Planning CTs of seven patients with empty and distended rectum were analyzed. A reference plan for the planning target volume (PTV) and the boost were calculated on the CT dataset with the empty rectum with a standard four-field technique. The treatment plan was transferred to the CT with the distended rectum for an uncorrected setup (referenced to bony anatomy) and a corrected setup after position correction of the isocenter. The dosimetric consequences were analyzed.

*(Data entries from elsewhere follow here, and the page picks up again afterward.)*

PR #853, opened 2019-06-10
Compilation warning fix.

DimaStebaev:
This small pull request fixes compilation warning "Base class should be explicitly initialized in the copy constructor" in modern C++ compilers.

### DIFF
--- a/modarith.h
+++ b/modarith.h
@@ -54,7 +54,7 @@ public:
 	/// \brief Copy construct a ModularArithmetic
 	/// \param ma other ModularArithmetic
 	ModularArithmetic(const ModularArithmetic &ma)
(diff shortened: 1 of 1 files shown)


noloader:
@mouse07410,

Can you test this change to make sure it does not have unwanted side effects for your environment?

The original code used the following. It copied the modulus but nothing else:

```
ModularArithmetic(const Integer &modulus = Integer::One())
    : AbstractRing<Integer>(), m_modulus(modulus), m_result(static_cast<word>(0), modulus.reg.size()) {}
```

The default constructor was removed [recently] because of another diagnostic complaint.

mouse07410:
Unable to test right now. Will work with it tomorrow.

mouse07410:
@DimaStebaev thank you for your contribution!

Organ motion decreased the coverage of the prostate by the 95% isodose during simulated single treatment fractions by up to -21.0 percentage points (%-p; boost plan) and by up to -14.9%-p for the seminal vesicles (PTV plan). The mean rectum dose increased by up to 18.3%-p (PTV plan). Linear translational correction (mean 6.4 +/- 3.4 mm, maximum 10.8 mm) increased the coverage of the prostate by the 95% isodose by up to 12.7%-p (boost plan), while the mean rectum dose was reduced by up to -8.9%-p (PTV plan). For the complete treatment a reduction of complication probability of the rectum of approximately 5%-p was calculated.
The use of an image guidance system with linear translational correction can improve radiation treatment accuracy for prostate cancer, if geometric changes are within certain limits.
放疗期间由于直肠扩张变化导致的前列腺分次间运动可能产生不良后果。作者研究了在使用三维适形治疗技术时基于图像引导的线性平移位置校正的剂量学后果。
分析了7例直肠空虚和扩张状态下患者的计划CT。在直肠空虚的CT数据集上采用标准四野技术计算计划靶体积(PTV)和增量剂量的参考计划。将治疗计划转移至直肠扩张的CT上,用于未校正设置(参考骨骼解剖结构)以及等中心位置校正后的校正设置。分析剂量学后果。
在模拟单次治疗分次期间,器官运动使前列腺的95%等剂量线覆盖范围减少,在增量剂量计划中最多减少21.0个百分点(%-p),在精囊(PTV计划)中最多减少14.9%-p。直肠平均剂量最多增加18.3%-p(PTV计划)。线性平移校正(平均6.4±3.4 mm,最大10.8 mm)使前列腺的95%等剂量线覆盖范围最多增加12.7%-p(增量剂量计划),而直肠平均剂量最多减少8.9%-p(PTV计划)。对于整个治疗过程,计算出直肠并发症概率降低约5%-p。
如果几何变化在一定范围内,使用具有线性平移校正的图像引导系统可提高前列腺癌放射治疗的准确性。